Countess Johanna Theresia von Lamberg (1639–1716), was an Austrian noblewoman and a Spanish court official.

== Early life ==
Born into an old Austrian House of Lamberg, she was the second child and the eldest daughter of a diplomat and courtier, Count Johann Maximilian Nepomuk von Lamberg-Steyr and his wife, Countess Judith Rebecca Eleonore von Würben und Freudenthal (1612-1690).

== Court life ==
She was a lady-in-waiting and favorite of the queen regent of Spain, Mariana of Austria, in 1653–60, with whom she corresponded until Mariana's death.

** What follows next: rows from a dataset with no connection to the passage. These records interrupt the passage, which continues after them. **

PR #61, opened 2018-09-11
STITCH-1961 Implement Change Event Coalescence Algorithm

jsflax:


edaniels:
@adamchel for visibility

core/services/mongodb-sync/src/main/java/com/mongodb/stitch/core/services/mongodb/sync/internal/DataSynchronizer.java
```diff
@@ -1249,10 +1249,18 @@ public DeleteResult deleteOneById(
       return DeleteResult.acknowledged(0);
     }
 
-    final DeleteResult result = getLocalCollection(namespace)
+      final DeleteResult result = getLocalCollection(namespace)
         .deleteOne(getDocumentIdFilter(documentId));
     final ChangeEvent<BsonDocument> event =
         changeEventForLocalDelete(namespace, documentId, true);
+
+    if (config.getLastUncommittedChangeEvent() != null &&
```
edaniels: [nit] Add a short and sweet comment about why we do this.

core/services/mongodb-sync/src/main/java/com/mongodb/stitch/core/services/mongodb/sync/internal/DataSynchronizer.java
```diff
@@ -1249,10 +1249,18 @@ public DeleteResult deleteOneById(
       return DeleteResult.acknowledged(0);
     }
 
-    final DeleteResult result = getLocalCollection(namespace)
+      final DeleteResult result = getLocalCollection(namespace)
```
edaniels: Remove the space?

core/services/mongodb-sync/build.gradle
```diff
@@ -15,6 +17,17 @@ dependencies {
     implementation project(':core:core-services:stitch-core-services-mongodb-remote')
 
     api('org.mongodb:mongodb-driver-embedded:3.8.1')
+
+    testImplementation project(':core:stitch-core-admin-client')
+    testImplementation project(':core:stitch-core-testutils')
+
+    testImplementation project(':core:core-services:stitch-core-services-mongodb-local')
```
edaniels: [q] Do you actually need these still?

core/services/mongodb-sync/src/test/java/com/mongodb/stitch/core/services/mongodb/sync/internal/DataSynchronizerUnitTests.kt
```diff
@@ -0,0 +1,151 @@
...
+                ),
+                Mockito.spy(CoreRemoteMongoClientImpl(Mockito.mock(CoreStitchServiceClient::class.java))),
+                networkMonitor,
+                authMonitor
+        )
+    }
+
+    @After
+    fun teardown() {
+        val dataSpy = Mockito.spy(dataSynchronizer!!)
```
edaniels: Seems odd to keep spying on this in each test and have the !!s everywhere. You could take the same approach as the integration tests to make it read a little better and spy it and !! it just once too.

core/services/mongodb-sync/src/test/java/com/mongodb/stitch/core/services/mongodb/sync/internal/DataSynchronizerUnitTests.kt
```diff
@@ -0,0 +1,151 @@
...
+    }
+
+    @Test
+    fun testInsertOneAndSync() {
+        val dataSpy = Mockito.spy(dataSynchronizer!!)
+
+        insertOneAndSync(dataSpy, BsonDocument())
+
+        assertEquals(dataSpy.getSynchronizedDocuments(namespace).first().documentId, insertedId)
+        assertEquals(dataSpy.getSynchronizedDocuments(namespace).size, 1)
```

She was married to Ferdinand Bonaventura I, Count von Harrach (1637-1706), an Imperial ambassador to Spain in 1673–76, and played an important role as a mediator and channel for the sale of offices as well as in the diplomatic service, particularly concerning the proposed arranged marriage between the Charles II of Spain and Archduchess Maria Antonia of Austria.

== Private life ==
On October 28, 1662, she married Count Ferdinand Bonaventura I von Harrach zu Rohrau, member of an equally old House of Harrach, confidant of Emperor Leopold I. They had 9 children, seven sons and two daughters.

Among them were Franz Anton, Fürst von Harrach and his younger brothers Johann Philipp von Harrach and Aloys Thomas Raimund, Count von Harrach.